======== Records to process

Issue #123, opened 2026-06-05
[TASK] Corruption corpus plus block-layer and ALICE conformance gate on the reference edge device


ELares:
Parent: #21

Assemble the versioned corruption corpus that exercises the #8 path and asserts I3, and stand up the block-layer and ALICE-style conformance gate that keeps the deterministic simulation honest against real hardware. This is the oracle: without it the sim is self-certifying and can be comprehensively wrong, which is the exact trap this whole issue exists to prevent.

## Approach

Build a three-tier corpus: Tier A hand-written canonical poison fixtures, one per taxonomy entry (bad CRC, truncated length, mid-record torn tail, zeroed block, header bit-flip, swapped/duplicated segment, garbage-grown file), run every PR; Tier B fuzzer-minimized crashers auto-promoted from nightly; Tier C real bit-flipped segments captured from a wear-stressed eMMC/SD device, refreshed per hardware generation. A versioned manifest records sha256, provenance, and the expected LossReport per fixture. Wire the conformance gate: identical scenarios run on the sim and on the real impl on a reference aarch64 device (or container) under dm-flakey (dropped/intermittent writes) and dm-dust (per-block read errors), plus an ALICE/CrashMonkey-style crash-prefix run that catches a missing parent-directory fsync the seam abstracts. Recovered state and loss reports must match; divergence is release-blocking. These device classes run nightly and pre-release and are hard release gates.

## Acceptance criteria

- [x] Tier A poison fixtures cover the full taxonomy and assert I3 (bounded skip + structured loss report) every PR. (#298)
- [ ] Tier B promotes fuzzer-minimized crashers; Tier C captures real bit-flipped segments per hardware generation.
- [ ] A versioned manifest records sha256, provenance, and expected LossReport per fixture.
- [ ] dm-flakey and dm-dust runs execute on a reference aarch64 device/container nightly and pre-release.
- [ ] An ALICE/CrashMonkey-style crash-prefix run is wired into the same gate.
- [ ] Differential conformance asserts sim-vs-device recovered state and loss reports match; divergence is release-blocking.

## Failure considerations

[...]

PR #211, opened 2026-06-06
ci: add a nightly deep proptest sweep lane (#21, #123)

ELares:
## What

Done(v1) wants the crash-class gates to run per-PR (sim) **and nightly**. The per-PR pipeline runs the crash gates and codec proptests at proptest's default 256 cases; this adds a scheduled workflow that re-runs the workspace tests with `PROPTEST_CASES=50000` (~195x), so a rare non-determinism or a crash-class regression that only a specific seed exposes is caught within a day.

- `.github/workflows/nightly.yml`: `schedule` (04:00 UTC daily) + `workflow_dispatch` (manual, also used to validate the lane). Same toolchain/cache actions as `ci.yml`; ubuntu-only (the sweep is OS-independent); `permissions: contents: read`.
- The deep-sweep command (`cargo test --workspace --all-features --locked` with the env) was validated locally: the whole workspace is clean at 50000+ cases after the #210 fragile-proptest fix (which this lane's investigation surfaced).

## Validation

The per-PR pipeline does not run `nightly.yml` (it triggers only on schedule/dispatch), so this PR's checks gate the change itself; I will trigger the lane manually (`workflow_dispatch`) on main after merge to confirm it runs green.

Block-layer crash gates on a reference device, fuzz soak, Miri, and coverage are follow-ups under #21 / #123.

refs #21
refs #123


ELares:

Independent reviewer focused on workflow validity, the deep-sweep command, ci.yml consistency, and security. **No issues found.**

Verified: valid YAML and cron (`0 4 * * *`), `workflow_dispatch` present for manual triggering, `PROPTEST_CASES=50000` is the correct proptest env var (~195x the default) placed on the run step, `--locked` works (committed `Cargo.lock`), action versions (`actions/checkout@v4`, `dtolnay/rust-toolchain@stable`, `Swatinem/rust-cache@v2`) and the env block match `ci.yml` exactly, `permissions: contents: read` is least-privilege with no secret/injection exposure, and the comments/CHANGELOG accurately scope this as the proptest deep sweep (block-layer-on-device, fuzz, Miri, coverage correctly deferred).

Per-PR CI is 12/12 green on `0ce9411`. The lane itself triggers only on schedule/dispatch, so I will trigger it via `workflow_dispatch` on main after merge to confirm it runs green end to end.

PR #212, opened 2026-06-06
test(cli): golden-path poison-message dead-letter gate (#133, refs #63)

ELares:
## What

A step of the golden-path acceptance scenario (#133): exercise the poison-message resilience story **end to end over the wire**.

An in-memory broker with a short visibility timeout and `max_deliver = 1`: pub a message, `Peek` it (delivery 1, leased, not acked), wait past the visibility timeout, then fetch again. Delivery 2 exceeds the cap, so the engine **dead-letters** it (parked, not redelivered) and the re-fetch is empty. The test then asserts on the engine handle that it recorded exactly one dead-letter and its offset (`counters().dead_lettered == 1`, `last_dead_lettered_offset() == Some(0)`).

## Non-flaky

Platform-agnostic (in-memory fs, so it runs on every OS in the matrix) but uses the real clock for the visibility timeout, with a **10x margin** (50 ms visibility, 500 ms sleep). Verified stable over repeated local runs (5/5).

refs #133
refs #63


ELares:

Independent reviewer focused on correctness and flakiness. It confirmed the dead-letter mechanic and the timing margin are correct, and raised one MEDIUM concern, a potential serve-thread startup race. After verification, **that finding is a false positive** and the test is unchanged.

**Why it is not a race:** `TcpListener::bind()` puts the socket in the LISTEN state (with a backlog) BEFORE the thread is spawned. A client `connect()` to a listening socket completes the TCP handshake into the kernel accept-backlog regardless of whether the server has called `accept()` yet, so `connect()` never fails; `serve()`'s non-blocking accept loop picks up the queued connection microseconds later, well inside the client's multi-second read timeout. Evidence: every existing CLI broker test (`pub_then_sub_with_ack_round_trip`, `sub_nack_requeues_and_sub_term_drops`, the on-disk round-trip) uses the identical bind-before-spawn pattern and passes reliably across macOS/Ubuntu/Windows; a real race would have flaked one of them over many runs. This test passed 5/5 locally and 3/3 OS jobs in CI. The reviewer's suggested barrier-before-`serve()` would not even guarantee `accept()` was reached, so it would be a placebo that also diverges from the established race-free pattern.

Confirmed-correct items: the timing margin (50 ms visibility, 500 ms sleep, monotonic clock, strict deadline) is robust; `Peek` leaves the message leased so it expires and re-polls as delivery 2 > max_deliver 1 -> dead-lettered (parked, empty re-fetch); `fetched 0 message(s)` is the exact empty-batch output; `counters().dead_lettered == 1` and `last_dead_lettered_offset()` are recorded; the thread is joined.

CI 12/12 green on `b6a032f` (all three OSes).

PR #213, opened 2026-06-06
test(server): engine-level determinism meta-test, cursor checkpoint (#119)

ELares:
## What

Extend the deterministic-sim foundation (#119) from storage to the engine. The storage determinism gate (#208) covers the segment bytes; the full produce / poll / ack lifecycle also writes the durable consumer-cursor checkpoint (`cursor.ckpt`), and that must be deterministic too.

`the_same_engine_lifecycle_produces_a_byte_identical_disk_image` runs the same produce/poll/ack workload twice under a fresh `ManualClock` and asserts the **full disk image (segments AND `cursor.ckpt`)** is byte-identical. `checkpoint_interval = 1` ensures the checkpoint is written every commit and is part of the compared image (the test also asserts a `ckpt` file is present). Ambient time or randomness leaking into the checkpoint or the commit path would fail here.

## Testing

New `crates/ironbus-server/tests/determinism.rs` passes. `cargo fmt --check`, `clippy -p ironbus-server --tests -D warnings -W clippy::pedantic`, `cargo test --workspace` all green.

refs #119


ELares:

Independent reviewer probed whether the test is non-vacuous and would catch a regression. It found a **real HIGH defect**: the test was **vacuous for its stated goal**. `engine.ack()` only advances the *in-memory* cursor; the checkpoint is written by `maybe_checkpoint()` (called by the server session loop, not by the test). So `cursor.ckpt` was created-but-empty, and the test compared an empty file, never exercising the checkpoint write path it claimed to.

Fix (latest commit): explicitly call `engine.maybe_checkpoint()` after the acks (as the session loop does) and assert it returned `true` (the checkpoint was written), and assert `cursor.ckpt` is present **and non-empty**, so the byte comparison genuinely covers the checkpoint write determinism. The misleading 'advancing and checkpointing' doc comment is corrected.

This is exactly the 'passes for the wrong reason' class the adversarial pass is meant to catch. The other checks (segment determinism via the ManualClock-sourced header, fs.list ordering handled by the sort, no ambient RNG/SystemTime, the 3-message workload correctness) were confirmed sound.

Re-running CI on the fix.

================

What the task requires ->
Everything from the first line of the data through the line containing "## Approach" should be echoed exactly. Add nothing.

Output for this exercise ->
Issue #123, opened 2026-06-05
[TASK] Corruption corpus plus block-layer and ALICE conformance gate on the reference edge device


ELares:
Parent: #21

Assemble the versioned corruption corpus that exercises the #8 path and asserts I3, and stand up the block-layer and ALICE-style conformance gate that keeps the deterministic simulation honest against real hardware. This is the oracle: without it the sim is self-certifying and can be comprehensively wrong, which is the exact trap this whole issue exists to prevent.

## Approach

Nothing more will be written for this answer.